[Opening MATERIAL FOR THE TASK section]

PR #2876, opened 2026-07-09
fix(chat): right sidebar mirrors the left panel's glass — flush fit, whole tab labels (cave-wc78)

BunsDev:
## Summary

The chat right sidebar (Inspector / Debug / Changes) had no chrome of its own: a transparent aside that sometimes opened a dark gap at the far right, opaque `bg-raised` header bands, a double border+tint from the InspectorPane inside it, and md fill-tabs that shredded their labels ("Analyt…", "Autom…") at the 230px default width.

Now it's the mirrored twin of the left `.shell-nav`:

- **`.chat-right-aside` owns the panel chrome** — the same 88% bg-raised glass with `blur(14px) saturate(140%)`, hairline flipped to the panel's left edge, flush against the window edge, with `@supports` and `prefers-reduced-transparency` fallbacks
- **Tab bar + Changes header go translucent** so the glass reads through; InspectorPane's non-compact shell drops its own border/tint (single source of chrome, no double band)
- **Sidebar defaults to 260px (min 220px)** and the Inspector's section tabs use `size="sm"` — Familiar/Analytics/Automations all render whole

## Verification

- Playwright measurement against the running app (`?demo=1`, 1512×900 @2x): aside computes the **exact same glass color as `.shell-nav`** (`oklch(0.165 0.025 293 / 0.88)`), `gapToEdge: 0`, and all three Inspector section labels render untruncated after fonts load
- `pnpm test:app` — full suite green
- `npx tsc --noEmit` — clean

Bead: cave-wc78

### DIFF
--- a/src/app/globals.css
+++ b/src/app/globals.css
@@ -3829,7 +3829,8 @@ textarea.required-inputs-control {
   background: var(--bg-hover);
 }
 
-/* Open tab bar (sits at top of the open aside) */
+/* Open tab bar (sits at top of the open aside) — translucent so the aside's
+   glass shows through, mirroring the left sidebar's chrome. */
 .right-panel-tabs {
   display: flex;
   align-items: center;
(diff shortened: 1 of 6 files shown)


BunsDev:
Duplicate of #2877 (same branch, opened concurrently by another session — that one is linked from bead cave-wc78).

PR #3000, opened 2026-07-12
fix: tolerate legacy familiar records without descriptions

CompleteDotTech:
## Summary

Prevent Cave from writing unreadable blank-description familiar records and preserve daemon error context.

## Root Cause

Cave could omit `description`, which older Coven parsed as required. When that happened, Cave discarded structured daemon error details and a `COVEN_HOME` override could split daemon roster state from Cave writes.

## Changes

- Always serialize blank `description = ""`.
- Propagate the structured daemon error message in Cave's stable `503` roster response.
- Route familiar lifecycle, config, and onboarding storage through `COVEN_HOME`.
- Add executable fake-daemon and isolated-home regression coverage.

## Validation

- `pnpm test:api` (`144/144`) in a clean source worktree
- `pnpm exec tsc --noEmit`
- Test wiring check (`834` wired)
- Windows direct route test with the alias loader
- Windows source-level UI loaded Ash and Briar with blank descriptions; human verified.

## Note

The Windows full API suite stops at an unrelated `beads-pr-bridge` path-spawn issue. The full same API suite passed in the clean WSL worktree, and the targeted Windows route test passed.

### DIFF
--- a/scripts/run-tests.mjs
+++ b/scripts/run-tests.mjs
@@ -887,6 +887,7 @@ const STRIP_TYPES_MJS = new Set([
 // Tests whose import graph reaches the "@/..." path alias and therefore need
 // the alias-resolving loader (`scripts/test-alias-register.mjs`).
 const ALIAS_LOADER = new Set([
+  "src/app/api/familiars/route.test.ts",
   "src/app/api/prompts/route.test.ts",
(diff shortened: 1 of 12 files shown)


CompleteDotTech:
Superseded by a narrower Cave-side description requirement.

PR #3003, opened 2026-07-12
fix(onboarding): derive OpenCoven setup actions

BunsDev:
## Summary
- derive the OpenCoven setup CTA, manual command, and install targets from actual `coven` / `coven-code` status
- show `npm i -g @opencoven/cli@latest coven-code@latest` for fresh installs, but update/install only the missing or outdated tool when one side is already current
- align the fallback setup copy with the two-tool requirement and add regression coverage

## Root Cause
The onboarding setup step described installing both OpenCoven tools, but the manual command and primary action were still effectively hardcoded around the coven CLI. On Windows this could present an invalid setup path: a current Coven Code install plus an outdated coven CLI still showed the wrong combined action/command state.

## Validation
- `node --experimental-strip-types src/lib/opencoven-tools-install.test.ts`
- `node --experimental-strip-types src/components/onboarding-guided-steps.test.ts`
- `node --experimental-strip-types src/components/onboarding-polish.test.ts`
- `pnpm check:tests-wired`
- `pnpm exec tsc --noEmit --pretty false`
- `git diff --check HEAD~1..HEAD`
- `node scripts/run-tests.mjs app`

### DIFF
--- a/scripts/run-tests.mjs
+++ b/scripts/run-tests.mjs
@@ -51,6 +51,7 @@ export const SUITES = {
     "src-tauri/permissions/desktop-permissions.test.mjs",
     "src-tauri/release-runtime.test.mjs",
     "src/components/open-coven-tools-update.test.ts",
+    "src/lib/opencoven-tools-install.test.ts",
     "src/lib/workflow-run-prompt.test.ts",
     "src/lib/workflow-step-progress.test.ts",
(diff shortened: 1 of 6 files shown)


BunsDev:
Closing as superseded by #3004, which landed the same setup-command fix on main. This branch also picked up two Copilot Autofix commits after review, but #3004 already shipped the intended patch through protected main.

[Closing MATERIAL FOR THE TASK section]

• [TASK ITEM] All lines with the word "noEmit" must be located in the data and copied.

• [TASK ANSWER]
- `npx tsc --noEmit` — clean
- `pnpm exec tsc --noEmit`
- `pnpm exec tsc --noEmit --pretty false`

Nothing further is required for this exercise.